Emily, Either way is OK. In my case I knew the Common Ancestor for each of the Clusters I got at 50cM – so I started with that. You made a good observation. Technically, I should say start with 90cM (per the Leeds Method). But the overarching principle is the same – identify the Clusters you can, and then lower the threshold to add more Matches and Clusters to the mix. Some of the new Matches will have a CA in their Notes. So another important point is that you should spend some time with ThruLines and your closest Matches to identify as many CAs as you can (and put that information in the Notes), BEFORE starting the Walk The Clusters Back process. That process relies on incorporating all of the CAs you’ve found. Which in turn, helps you find more CAs – so it’s very much an iterative process. Jim
Regarding the “Walking the Clusters Back Spreadsheet,” when I use DNAGedcom Client for Ancestry, I do get the cluster (and supercluster) number in the Excel spreadsheet, but I don’t get my notes. I did not see an option for getting notes. Did I overlook something.
Also, did you mean TG instead of TL? If not, what is TL?

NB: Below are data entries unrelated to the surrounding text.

Issue #781, opened 2025-12-07
[TASK] [Security] Fix Vulnerabilities in Tensorboard Controller (v1.11 Release)


liavweiss:
### Certification

- [x] I certify I am an Epic Owner for Kubeflow Notebooks 2.0 and expected to create planning-related issues.

### Description

As part of the effort to release v1.11, we are addressing all high and critical security vulnerabilities identified in our recent scan. This ensures the security and stability of the upcoming release.

**Component:** `components/tensorboard-controller`

**Instruction:** Update Go dependencies to resolve critical and high CVEs. Please open a separate Pull Request for each item below to isolate changes.

**Action Items:**
- [ ] PR 1: Update `golang.org/x/net` to v0.38.0  
  Reason: Fixes CVE-2023-39325, CVE-2023-45288, etc.
- [ ] PR 2: Update `golang.org/x/crypto` to v0.45.0  
  Reason: Fixes CVE-2024-45337, CVE-2023-48795, etc.
- [ ] PR 3: Update `golang.org/x/oauth2` to v0.27.0  
  Reason: Fixes CVE-2025-22868.
- [ ] PR 4: Update `google.golang.org/protobuf` to v1.33.0  
  Reason: Fixes CVE-2024-24786.
- [ ] PR 5: Update `gopkg.in/yaml.v3` to v3.0.1  
  Reason: Fixes CVE-2022-28948.

### Acceptance Criteria

- Validate that the new dependencies keep the Tensorboard CRD and controller APIs backward-compatible with existing workloads.
- Execute `notebooks/.github/workflows/tb_controller_unit_test.yaml`, `tb_controller_integration_test.yaml`, and `tb_controller_multi_arch_test.yaml` to cover the unit, integration, and multi-arch scenarios.
- In `components/tensorboard-controller`, run `go mod tidy` and `make manager` (or another equivalent build target) to prove the component builds cleanly after the updates.
- Deploy `notebooks-v1`, then exercise the Tensorboard lifecycle (creating a TensorBoard resource, confirming pod readiness, and ensuring logs are accessible) to prove the controller still works end-to-end.

andyatmiami:
/close 

all planned work was delivered

Issue #98, opened 2022-12-09
KF Notebooks: Reconcile Helper overwrites or collides with image-field changes from image policy admission plugin


shalberd:
/kind bug

**What steps did you take and what happened:**
Applied a Notebook CR in conjunction with Notebook controller. Notebook controller creates a StatefulSet from the Notebook CR, containing all the specs needed for e.g. the container, including the image-field.
With DeploymentConfigs, Deployments, Pods, StatefulSets, Openshift has a mechanism called the Image Policy admission plugin,[ image.openshift.io/ImagePolicy](https://docs.openshift.com/container-platform/4.10/architecture/admission-plug-ins.html#admission-plug-ins-default_admission-plug-ins), that resolves [imagestreams](https://itnext.io/variations-on-imagestreams-in-openshift-4-f8ee5e8be633) to image-references in sha256 digest format, in that function being a mutating type of plugin.

Here is what I did:

- For same-namespace tests, I added an imagestream reference and tag to the image-field of a Notebook CR. The statefulset contains the image-field, but reconciliation of the StatefulSet keeps overwriting the image-field, thus never resolving the actual image-location. Reconcile [documentation on basics](https://cluster-api.sigs.k8s.io/developer/providers/implementers-guide/controllers_and_reconciliation.html)

https://github.com/kubeflow/kubeflow/blob/master/components/notebook-controller/controllers/notebook_controller.go#L90

Related discussion at https://github.com/openshift/openshift-apiserver/issues/339#issuecomment-1343192025

**What did you expect to happen:**

I expected the image-field of the StatefulSet to contain the resolved image reference

```
spec:
      containers:
        - name: jupyter
          image: >-
            quay.io/thoth-station/s2i-generic-data-science-notebook@sha256:3f619c61501218f03d39d97541336dee024f446e64f3a47e2bc7e62cddeb2e58
```

instead the image-field stays at 
```
          image: 's2i-generic-data-science-notebook:v0.0.5'
```

for StatefulSets created from the Notebook CR. 

**Anything else you would like to add:**
Error occuring in context of [Open Data Hub Notebooks controller](https://github.com/opendatahub-io/odh-manifests/tree/master/odh-notebook-controller) context.
Reconcilehelper should exclude the image-field from reconciliation. Currently, the whole template.spec part of StatefulSets is synced as a whole.

https://github.com/kubeflow/kubeflow/blob/master/components/common/reconcilehelper/util.go#L131

[...]

PR #1025, opened 2026-04-16
fix: sync tensorboard container image on reconcile

jeffspahr:
## Summary
- `CopyDeploymentSetFields` only synced labels, replicas, and affinity, so any change to the `TENSORBOARD_IMAGE` env var only took effect on newly created Tensorboards. Existing Deployments drifted from the controller's desired spec indefinitely — including after security patches to the tensorboard image (see #781).
- Extend the helper to copy `Spec.Template.Spec.Containers[*].Image` when it differs. Containers are matched by name to avoid any cross-container assignment if ordering ever changes in `generateDeployment`.
- Other fields in the container spec (args, ports, volumes) are intentionally left alone: they derive from the immutable `Tensorboard` CR spec, so they cannot legitimately drift post-create. Narrowing the sync to image keeps the change minimal and avoids fighting with admission plugins that mutate container fields (context: #98).

## Why this matters
Today, operators rolling out a new `TENSORBOARD_IMAGE` (for CVE patches or feature upgrades) have no automated path to update running Tensorboards. The only workarounds are deleting and recreating each `Tensorboard` CR, or manually deleting the managed Deployments so the controller recreates them from the new template. With this change, a controller rollout is enough — the existing image-sync on reconcile will roll each Deployment to the new image.

## Test plan
- [x] `go build ./...` — clean
- [x] `go vet ./...` — clean
- [x] `make fmt vet` — clean
- [x] `go test -run '^TestCopyDeploymentSetFields_' ./controllers/ -v` — 3 new unit tests pass:
  - `TestCopyDeploymentSetFields_UpdatesChangedContainerImage`
  - `TestCopyDeploymentSetFields_NoUpdateWhenImageMatches`
  - `TestCopyDeploymentSetFields_MatchesContainerByName`
- [ ] Maintainers: run the existing `tb_controller_unit_test.yaml`, `tb_controller_integration_test.yaml`, and `tb_controller_multi_arch_test.yaml` workflows.
- [ ] Manual verification against `notebooks-v1`: roll the controller with a bumped `TENSORBOARD_IMAGE` and confirm existing Tensorboards' Deployments are updated and their pods roll.

## Notes
- Target branch: `notebooks-v1`.
- Scope is intentionally narrow — I noticed separately that the Deployment has no `readinessProbe` and an implicit rollout strategy, which combined with single-replica RWO-PVC backed Tensorboards means any image change incurs a brief outage per instance. Happy to open a follow-up PR for a `Recreate` strategy + readiness probe if maintainers want it; keeping it out of this change.

### DIFF
--- a/components/tensorboard-controller/README.md
+++ b/components/tensorboard-controller/README.md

Thanks again for your very helpful information about how you make use of spreadsheets.
Emily – thanks for your post. You get 3 documents from the DNAGedcom Client report: HTML, CSV, and the spreadsheet. Open the spreadsheet and look at the second tab – called Data…
TL was a typo, I fixed it to read TG (I often use TL as an abbreviation for ThruLines, but that was not the context here – good catch, tnx)
Instead of duplicating so much info across multiple spreadsheets using databases like Microsoft Access, genealogy data analysis tool (formerly Genomate Pro), or online tool Airtable would consolidate the data and reduce potential errors. Have you tried these?
Bonnie, I have not. A long time ago… I use MS Access, but cannot remember much. I had GMP for a while, but the learning curve was too much for me at the time (I’m very invested in the Spreadsheets I’ve developed – it’s something I can handle and they work for me – the way I want them too. But Steven Covey’s Habit to “Sharpen the Saw” is haunting me… Jim
What does “TG” stand for? CL?
pierre, TG is Triangulated Group; and CL stands for Cluster, Jim
Can you provide a link to download a sample of these spreadsheets?